Aim of the task: Write out the data exactly from its first line onward, ending with the line in which "(diff shortened: 1 of 9 files shown)" appears.

[Stored data entries]
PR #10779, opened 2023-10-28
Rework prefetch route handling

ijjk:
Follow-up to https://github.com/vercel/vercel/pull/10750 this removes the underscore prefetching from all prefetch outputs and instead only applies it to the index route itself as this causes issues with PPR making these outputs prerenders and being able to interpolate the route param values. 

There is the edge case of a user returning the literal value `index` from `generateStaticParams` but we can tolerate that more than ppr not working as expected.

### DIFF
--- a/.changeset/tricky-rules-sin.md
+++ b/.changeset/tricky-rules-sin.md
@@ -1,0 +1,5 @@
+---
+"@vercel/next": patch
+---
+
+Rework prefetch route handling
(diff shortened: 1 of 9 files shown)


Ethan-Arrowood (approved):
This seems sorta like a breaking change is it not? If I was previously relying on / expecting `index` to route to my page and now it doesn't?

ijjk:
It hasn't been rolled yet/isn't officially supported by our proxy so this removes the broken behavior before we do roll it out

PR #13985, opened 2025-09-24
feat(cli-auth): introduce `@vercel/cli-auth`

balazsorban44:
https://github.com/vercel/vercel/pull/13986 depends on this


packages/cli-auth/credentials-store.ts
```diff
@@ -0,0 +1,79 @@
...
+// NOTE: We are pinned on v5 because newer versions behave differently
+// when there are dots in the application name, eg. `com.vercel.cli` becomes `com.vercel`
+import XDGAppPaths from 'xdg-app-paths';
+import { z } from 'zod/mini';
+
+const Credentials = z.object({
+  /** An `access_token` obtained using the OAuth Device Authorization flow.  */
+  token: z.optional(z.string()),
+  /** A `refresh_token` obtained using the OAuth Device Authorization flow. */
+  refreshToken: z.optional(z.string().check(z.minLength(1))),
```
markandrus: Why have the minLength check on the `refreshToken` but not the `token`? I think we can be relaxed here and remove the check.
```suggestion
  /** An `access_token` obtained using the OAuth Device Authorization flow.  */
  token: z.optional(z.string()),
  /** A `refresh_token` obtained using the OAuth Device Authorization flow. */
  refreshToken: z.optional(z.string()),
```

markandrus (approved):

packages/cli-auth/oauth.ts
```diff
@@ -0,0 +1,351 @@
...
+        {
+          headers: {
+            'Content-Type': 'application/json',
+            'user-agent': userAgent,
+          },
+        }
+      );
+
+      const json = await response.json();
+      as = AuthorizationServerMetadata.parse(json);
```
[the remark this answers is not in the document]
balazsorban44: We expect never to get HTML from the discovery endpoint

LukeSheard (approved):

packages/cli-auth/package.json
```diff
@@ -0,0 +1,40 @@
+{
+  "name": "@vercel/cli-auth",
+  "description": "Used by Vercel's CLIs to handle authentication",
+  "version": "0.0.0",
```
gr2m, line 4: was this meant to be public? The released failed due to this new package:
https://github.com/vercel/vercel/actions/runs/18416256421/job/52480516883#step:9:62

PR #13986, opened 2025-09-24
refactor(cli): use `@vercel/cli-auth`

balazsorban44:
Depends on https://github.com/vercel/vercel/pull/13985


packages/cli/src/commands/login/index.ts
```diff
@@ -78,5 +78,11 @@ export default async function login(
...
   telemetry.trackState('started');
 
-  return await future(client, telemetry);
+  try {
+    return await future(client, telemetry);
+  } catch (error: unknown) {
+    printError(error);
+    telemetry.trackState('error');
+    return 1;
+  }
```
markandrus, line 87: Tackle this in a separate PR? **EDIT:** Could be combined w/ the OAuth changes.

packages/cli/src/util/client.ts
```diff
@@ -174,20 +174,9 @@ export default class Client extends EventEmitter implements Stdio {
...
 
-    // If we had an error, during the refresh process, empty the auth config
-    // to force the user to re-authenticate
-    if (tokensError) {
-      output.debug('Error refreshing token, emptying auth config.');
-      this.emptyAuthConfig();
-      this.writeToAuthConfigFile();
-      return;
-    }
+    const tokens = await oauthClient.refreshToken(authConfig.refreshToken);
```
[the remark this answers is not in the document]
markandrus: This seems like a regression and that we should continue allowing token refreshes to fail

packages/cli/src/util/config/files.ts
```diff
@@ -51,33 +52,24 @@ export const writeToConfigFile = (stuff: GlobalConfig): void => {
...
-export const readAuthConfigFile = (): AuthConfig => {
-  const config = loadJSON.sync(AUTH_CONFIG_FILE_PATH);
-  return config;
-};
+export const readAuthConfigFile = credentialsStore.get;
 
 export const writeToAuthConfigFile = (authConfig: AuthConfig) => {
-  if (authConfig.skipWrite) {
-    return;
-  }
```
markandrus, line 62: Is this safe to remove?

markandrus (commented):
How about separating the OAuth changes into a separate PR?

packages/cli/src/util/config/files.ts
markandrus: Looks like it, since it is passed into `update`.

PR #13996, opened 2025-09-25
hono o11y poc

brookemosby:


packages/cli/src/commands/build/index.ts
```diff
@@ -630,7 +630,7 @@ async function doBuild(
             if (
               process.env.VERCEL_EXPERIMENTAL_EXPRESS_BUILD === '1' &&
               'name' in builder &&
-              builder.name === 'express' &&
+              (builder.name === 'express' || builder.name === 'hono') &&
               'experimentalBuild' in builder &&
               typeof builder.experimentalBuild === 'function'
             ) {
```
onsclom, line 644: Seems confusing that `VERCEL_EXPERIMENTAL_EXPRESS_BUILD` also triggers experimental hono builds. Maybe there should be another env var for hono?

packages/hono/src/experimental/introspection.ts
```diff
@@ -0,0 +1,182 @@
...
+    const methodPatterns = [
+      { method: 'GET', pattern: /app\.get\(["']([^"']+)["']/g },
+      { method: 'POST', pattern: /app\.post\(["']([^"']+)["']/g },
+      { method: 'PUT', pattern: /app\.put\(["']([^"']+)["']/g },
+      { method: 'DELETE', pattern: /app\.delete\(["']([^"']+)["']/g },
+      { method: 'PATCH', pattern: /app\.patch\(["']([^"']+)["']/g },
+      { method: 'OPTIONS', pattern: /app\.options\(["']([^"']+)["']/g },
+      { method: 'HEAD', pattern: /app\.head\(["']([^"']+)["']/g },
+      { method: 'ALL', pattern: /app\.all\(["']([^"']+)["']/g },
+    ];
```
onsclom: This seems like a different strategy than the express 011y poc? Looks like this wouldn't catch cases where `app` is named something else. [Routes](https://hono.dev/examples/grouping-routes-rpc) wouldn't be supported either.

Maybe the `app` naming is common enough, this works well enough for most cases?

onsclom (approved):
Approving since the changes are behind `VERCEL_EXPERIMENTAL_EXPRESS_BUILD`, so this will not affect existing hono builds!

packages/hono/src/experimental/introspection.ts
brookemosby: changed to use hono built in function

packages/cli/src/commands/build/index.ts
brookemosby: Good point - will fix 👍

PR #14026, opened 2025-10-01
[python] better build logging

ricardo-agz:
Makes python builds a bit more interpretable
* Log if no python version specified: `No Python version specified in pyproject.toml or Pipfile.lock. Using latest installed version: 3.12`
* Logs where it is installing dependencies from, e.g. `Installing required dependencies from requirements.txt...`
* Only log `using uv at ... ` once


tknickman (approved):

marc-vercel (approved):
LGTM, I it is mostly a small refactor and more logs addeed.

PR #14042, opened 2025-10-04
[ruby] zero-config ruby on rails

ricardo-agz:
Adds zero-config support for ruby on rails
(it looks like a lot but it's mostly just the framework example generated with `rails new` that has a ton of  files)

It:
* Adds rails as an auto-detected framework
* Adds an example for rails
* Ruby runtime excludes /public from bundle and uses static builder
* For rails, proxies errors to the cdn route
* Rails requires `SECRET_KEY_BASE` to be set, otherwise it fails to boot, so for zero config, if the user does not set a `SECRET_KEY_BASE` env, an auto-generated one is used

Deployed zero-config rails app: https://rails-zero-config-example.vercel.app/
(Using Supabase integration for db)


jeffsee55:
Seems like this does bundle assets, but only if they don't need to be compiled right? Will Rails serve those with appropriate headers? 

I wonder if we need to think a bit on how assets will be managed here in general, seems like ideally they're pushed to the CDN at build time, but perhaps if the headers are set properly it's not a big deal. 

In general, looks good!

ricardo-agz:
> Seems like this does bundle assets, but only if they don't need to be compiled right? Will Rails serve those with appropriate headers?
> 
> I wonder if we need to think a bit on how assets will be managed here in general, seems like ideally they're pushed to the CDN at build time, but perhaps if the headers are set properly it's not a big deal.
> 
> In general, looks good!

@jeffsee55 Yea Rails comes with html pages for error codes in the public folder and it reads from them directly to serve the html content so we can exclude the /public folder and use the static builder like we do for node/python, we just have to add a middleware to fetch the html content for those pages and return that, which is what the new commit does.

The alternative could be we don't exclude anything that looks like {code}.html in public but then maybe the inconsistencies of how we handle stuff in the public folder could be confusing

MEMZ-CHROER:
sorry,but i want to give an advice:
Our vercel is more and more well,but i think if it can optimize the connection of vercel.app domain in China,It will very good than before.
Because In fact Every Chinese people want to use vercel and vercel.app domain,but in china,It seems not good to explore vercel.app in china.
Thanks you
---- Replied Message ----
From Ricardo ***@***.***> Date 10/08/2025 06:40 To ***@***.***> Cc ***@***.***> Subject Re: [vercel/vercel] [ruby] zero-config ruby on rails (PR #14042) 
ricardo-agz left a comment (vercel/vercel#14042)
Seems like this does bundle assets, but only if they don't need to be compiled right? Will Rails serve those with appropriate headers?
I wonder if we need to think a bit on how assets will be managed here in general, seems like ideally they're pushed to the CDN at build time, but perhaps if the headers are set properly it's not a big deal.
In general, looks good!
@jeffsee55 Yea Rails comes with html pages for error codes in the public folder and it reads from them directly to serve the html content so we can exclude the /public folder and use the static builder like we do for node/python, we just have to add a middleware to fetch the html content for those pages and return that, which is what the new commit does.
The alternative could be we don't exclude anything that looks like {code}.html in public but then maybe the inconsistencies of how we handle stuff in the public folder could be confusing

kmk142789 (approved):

Answer to the problem:
PR #10779, opened 2023-10-28
Rework prefetch route handling

ijjk:
Follow-up to https://github.com/vercel/vercel/pull/10750 this removes the underscore prefetching from all prefetch outputs and instead only applies it to the index route itself as this causes issues with PPR making these outputs prerenders and being able to interpolate the route param values. 

There is the edge case of a user returning the literal value `index` from `generateStaticParams` but we can tolerate that more than ppr not working as expected.

### DIFF
--- a/.changeset/tricky-rules-sin.md
+++ b/.changeset/tricky-rules-sin.md
@@ -1,0 +1,5 @@
+---
+"@vercel/next": patch
+---
+
+Rework prefetch route handling
(diff shortened: 1 of 9 files shown)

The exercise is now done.